Triangle Strip

A triangle strip is a series of connected triangular faces. These faces are defined by three consecutive points in a point list. The first triangular face contains the first three vertices, denoted below by v₁, v₂, and v₃. A new triangle is formed by connecting the next point with its two immediate predecessors. That is, every additional point v_i defines a new triangular face containing vertices v_i-2, v_i–1, and v_i.

For example, the second triangle contains v₂, v₃, and v₄, the third contains v₃, v₄, and v₅, and so on. The following diagram illustrates a typical triangle strip:

In order to maintain a consistent orientation, each successive triangle is defined with opposite orientation. In the diagram above, the vertex order would be (v₁, v₂, v₃) for the first triangle, (v₄, v₃, v₂) for the second, (v₃, v₄, v₅) for the third, and so on. Due to this propagation, the overall orientation of a triangle strip can be determined by the orientation of the first triangle.
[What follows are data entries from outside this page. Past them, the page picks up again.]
PR #1671, opened 2024-07-17
Use first mission task status to localize robot

### LINKED ISSUE #1655: Stopping first mission scheduled will set the current area to null
**Describe the bug**
If we click the stop button when the first mission in the queue is running, the current area will be set to null because the localization mission was not successful. As a consequence the returm to home mission or the following missions won't start. 

**To Reproduce**
Schedule a mission and stop it.

**Expected behavior**
The current area should be set when the start (localization) step of the first mission is successful, not when the hole mission is successful. 

It is suggested to check that the status of the first task in the mission becomes ongoing - this means the start step was successful and we can now update the current area.

mrica-equinor:
Closes #1655

### DIFF
--- a/backend/api/EventHandlers/MqttEventHandler.cs
+++ b/backend/api/EventHandlers/MqttEventHandler.cs
@@ -265,11 +265,9 @@ namespace Api.EventHandlers
                 return;
             }
 
-            if (flotillaMissionRun.Status == status) { return; }
-
             if (flotillaMissionRun.IsLocalizationMission())
             {
-                if (status == MissionStatus.Successful || status == MissionStatus.PartiallySuccessful)
+                if (flotillaMissionRun.Tasks.Any((task) => task.Status == Database.Models.TaskStatus.Successful || task.Status == Database.Models.TaskStatus.PartiallySuccessful))
                 {
                     try
                     {
@@ -281,7 +279,7 @@ namespace Api.EventHandlers
                         return;
                     }
                 }
-                else if (status == MissionStatus.Aborted || status == MissionStatus.Cancelled || status == MissionStatus.Failed)
+                else if (flotillaMissionRun.Tasks.All((task) => task.Status == Database.Models.TaskStatus.Cancelled || task.Status == Database.Models.TaskStatus.Failed) || flotillaMissionRun.Status == MissionStatus.Aborted)
                 {
                     try
                     {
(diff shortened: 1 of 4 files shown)


backend/api/EventHandlers/MqttEventHandler.cs
```diff
@@ -281,7 +280,7 @@ private async void OnIsarMissionUpdate(object? sender, MqttReceivedArgs mqttArgs
                         return;
                     }
                 }
-                else if (status == MissionStatus.Aborted || status == MissionStatus.Cancelled || status == MissionStatus.Failed)
```
andchiind, line 284: Why do we no longer accept Aborted?

andchiind: I understand we might not want to send an error to the user in that case, but we also do want the robot to be unlocalized in that case.

backend/api/EventHandlers/MqttEventHandler.cs
```diff
@@ -265,11 +265,10 @@ private async void OnIsarMissionUpdate(object? sender, MqttReceivedArgs mqttArgs
                 return;
             }
 
-            if (flotillaMissionRun.Status == status) { return; }
-
             if (flotillaMissionRun.IsLocalizationMission())
             {
-                if (status == MissionStatus.Successful || status == MissionStatus.PartiallySuccessful)
+                var task = flotillaMissionRun.Tasks.FirstOrDefault();
+                if (task != null && (task.Status == Database.Models.TaskStatus.Successful || task.Status == Database.Models.TaskStatus.PartiallySuccessful))
```
andchiind, line 271: This probably works fine, but it could be a good idea to just check if any tasks have succeeded, in case the ordering is not consistent.

backend/api/EventHandlers/MqttEventHandler.cs
mrica-equinor: The reason is because there is no TaskStatus of type aborted, we could still check the mission status and if the mission has been aborted decide we want the robot to not be localized

backend/api/EventHandlers/MqttEventHandler.cs
mrica-equinor: I guess the first task could fail for some weird reason and then we move on to the second tag and if that one works then the localization worked, can change

andchiind (approved):
LGTM, can be merged once tests work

For information on how vertex order affects surface normal and front/back surface determination, see Faces. As a consequence of this, some triangle strips can only be directly defined in one direction and cannot be reversed without adding additional geometry under the default right-handed coordinate system (counter-clockwise winding order). In particular, triangle strips with an even length cannot be directly reversed. To mitigate this, triangle strips also store a flipped flag which defines whether the strip should use a left-handed coordinate system (clockwise winding) instead of right-handed.

Triangle strips may store measures on their nodes.

Triangle strips may possess optional front or back appearances, and may be single or double sided.